Thunderbird оказался совсем не роскошным отелем, его цена (сто долларов в ночь – американский способ счета) объяснялась только близостью моря – он стоял у самой кромки пляжа – да еще, может быть, парой-тройкой удобств вроде дворика с зеленью (те же пальмы), бурливого джакузи и бассейна с подсиненной водой. Холл, впрочем, был декорирован с вызовом, а кроме того, служители сами отгоняли на паркинг автомобили, потом подводя их к выходу, как кареты в «Горе от ума». Я предъявил портье документ – ту самую «Визу», по которой незримой Аллой был сделан для нас заказ, – и мы прошли к себе.

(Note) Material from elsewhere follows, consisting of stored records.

PR #1891, opened 2025-04-07
fix: update prompt templates with tool-call response synthesis

subramen:
# What does this PR do?
adds an example to show the end-to-end tool-call -> executor response -> answer synthesis prompt template


llama_stack/models/llama/llama4/prompts.py
```diff
@@ -226,86 +225,122 @@ def usecases(base_model: bool = False) -> List[UseCase | str]:
...
-            "properties": {
-                "user_id": {
-                "type": "integer",
-                "description": "The unique identifier of the user. It is used to fetch the specific user details from the database."
-            },
-            "special": {
-                "type": "string",
-                "description": "Any special information or parameters that need to be considered while fetching user details.",
-                "default": "none"
+            Here is a list of functions in JSON format that you can invoke:
```
ehhuang, line 245: why was tab added here (and other places)?

subramen: for readability of code. functionally, these tabs are a no-op because they are rendered in a markdown file which is rendered as a single whitespace

llama_stack/models/llama/llama4/prompt_format.md
```diff
@@ -136,38 +138,35 @@ We are continuing the format for zero shot function calling used in previous ver
...
-            "properties": {
-                "city": {
-                    "type": "string",
-                    "description": "The name of the city to get the weather for"
-                },
-                "metric": {
-                    "type": "string",
-                    "description": "The metric for weather. Options are: celsius, fahrenheit",
-                    "default": "celsius"
+            Based on the question, you will need to make one or more function/tool calls to achieve the purpose.
```
raghotham, line 141: why add the indentation here?

llama_stack/models/llama/llama4/prompts.py
ehhuang: image

see the tabs in markdown

PR #1901, opened 2025-04-08
feat: adds test suite to verify provider's OAI compat endpoints

ehhuang:
# What does this PR do?

## Test Plan
pytest  verifications/openai/test_chat_completion.py  --provider together


terrytangyuan (commented):
Should this be under /tests?

ehhuang:
Since it's not really *testing* llama-stack, it doesn't quite fit under tests/ imo, so I put it under verifications/

tests/verifications/openai/fixtures/fixtures.py
```diff
@@ -0,0 +1,97 @@
...
+# the root directory of this source tree.
+
+import os
+
+import pytest
+from openai import OpenAI
+
+
+@pytest.fixture
+def providers_model_mapping():
```
raghotham, line 14: later - will be good to have a separate yaml file per provider so that it's more easy to add new models etc. also yaml means comments can be added.

tests/verifications/openai/fixtures/test_cases/chat_completion.yaml
```diff
@@ -0,0 +1,162 @@
...
+          role: user
+      output: Earth
+    - input:
+        messages:
+        - content: Which planet has rings around it with a name starting with letter
+            S?
+          role: user
+      output: Saturn
+    model:
+    - Llama-3.3-8B-Instruct
```
raghotham, line 17: later: will be good to keep the tests independent of the models. that way, when new providers are added, we dont have to change test specific files. we can let providers determine which tests are relevant to which of their models. 

in the far distant future: we can have model capability enums and tests that match them. that way, there wont be a need to explicitly list models anywhere.

raghotham (approved):
this is awesome! thank you!

PR #1905, opened 2025-04-08
feat: implement provider updating

cdoern:
# What does this PR do?

add `v1/providers/` which uses PUT to allow users to change their provider configuration

this is a follow up to #1429 and related to #1359

a user can call something like:

`llama_stack_client.providers.update(api="inference", provider_id="ollama", provider_type="remote::ollama", config={'url': 'http:/localhost:12345'})`

or

`llama-stack-client providers update inference ollama remote::ollama "{'url': 'http://localhost:12345'}"`

this API works by adding a `RequestMiddleware` to the server which checks requests, and if the user is using PUT /v1/providers, the routes are re-registered with the re-initialized provider configurations/methods

for the client, `self.impls` is updated to hold the proper methods+configurations

this depends on a client PR, the CI will fail until then but succeeded locally

## Test Plan
`pytest -s -v tests/integration/providers/test_providers.py --stack-config=ollama --text-model=meta-llama/Llama-3.2-3B-Instruct`
Screenshot 2025-04-08 at 4 48 58 PM

`llama-stack-client providers update inference ollama remote::ollama "{'url': 'http://localhost:12345'}"`

Screenshot 2025-04-08 at 4 50 16 PM

### DIFF
--- a/llama_stack/distribution/datatypes.py
+++ b/llama_stack/distribution/datatypes.py
@@ -151,6 +151,7 @@ class Provider(BaseModel):
     provider_id: str | None
     provider_type: str
     config: dict[str, Any]
+    immutable: bool = False
 
 
 class LoggingConfig(BaseModel):
--- a/llama_stack/distribution/providers.py
+++ b/llama_stack/distribution/providers.py
@@ -147,7 +147,10 @@ class ProviderImpl(Providers):
             if prov_api != api:
                 continue
             for p in providers:
+                # the provider needs to be mutable for us to update its config
                 if p.provider_id == provider_id:
+                    if p.immutable:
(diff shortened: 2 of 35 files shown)


jwm4:
@cdoern , do you know if there has been any news about when/if the maintainers would accept something like this?  It seems very useful.

cdoern:
@jwm4 I am coming back to this with #2386 and #2385 I think. Those issues in conjunction describe some sort of system where a user can/cannot update their provider at runtime. I am going to re-think the mechanism for this though

ashwinb:
This is rather stale. But also -- why do we want users to be able to update _provider_ configuration? I can imagine an _admin_ wanting to do it I guess but we don't have well developed admin flows right now.

ehhuang:
stale; feel free to reopen if still applicable

PR #1921, opened 2025-04-09
feat(verification): various improvements

ehhuang:
# What does this PR do?
- provider and their models now live in config.yaml
- better distinguish different cases within a test
- add model key to surface provider's model_id
- include example command to rerun single test case

## Test Plan
image


franciscojavierarceo:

В самом деле: без меня Тоне только и позволили, что занести в номер вещи. Они теперь стояли у самых дверей. Я быстро расправил свой сак и перевесил плечики с одеждой в одну половинку шкафа: его дверца шаталась и внутри был тот запах, что и во всех казенных шкафах в мире. Тоня, однако, была верна себе. Ей действительно хотелось в душ, но, прежде чем туда попасть, она успела вывернуть наизнанку свой чемодан, очень скромный, и маленькую дорожную сумочку, оказавшуюся, впрочем, неправдоподобно вместительной, так что в итоге весь номер был усыпан в один миг ее вещами, что еще раз с повелительной силой напомнило мне Троещину. К слову сказать (подумал я, растерянно стоя посреди комнаты), именно Флорида, Майами, а никак не мирный адюльтер с Настей (от adulte, фр. – возраст, а может быть – фальшь), отменяет наконец этот гадкий костел и дом № 11(13) по Трехсвятительской… Боже, неужто и впрямь есть такая улица? И город на той стороне Земли? Лучше бы это мне только снилось. Уснуть и видеть сны… Кальдерон, Кальдерон, жизнь, конечно, есть лишь сон… Что за чепуха опять? Тут это не к месту. Перестань. Немедленно. Нужно бы перестать – вот так. Что это я, в самом деле? Тоня вышла из душа голой.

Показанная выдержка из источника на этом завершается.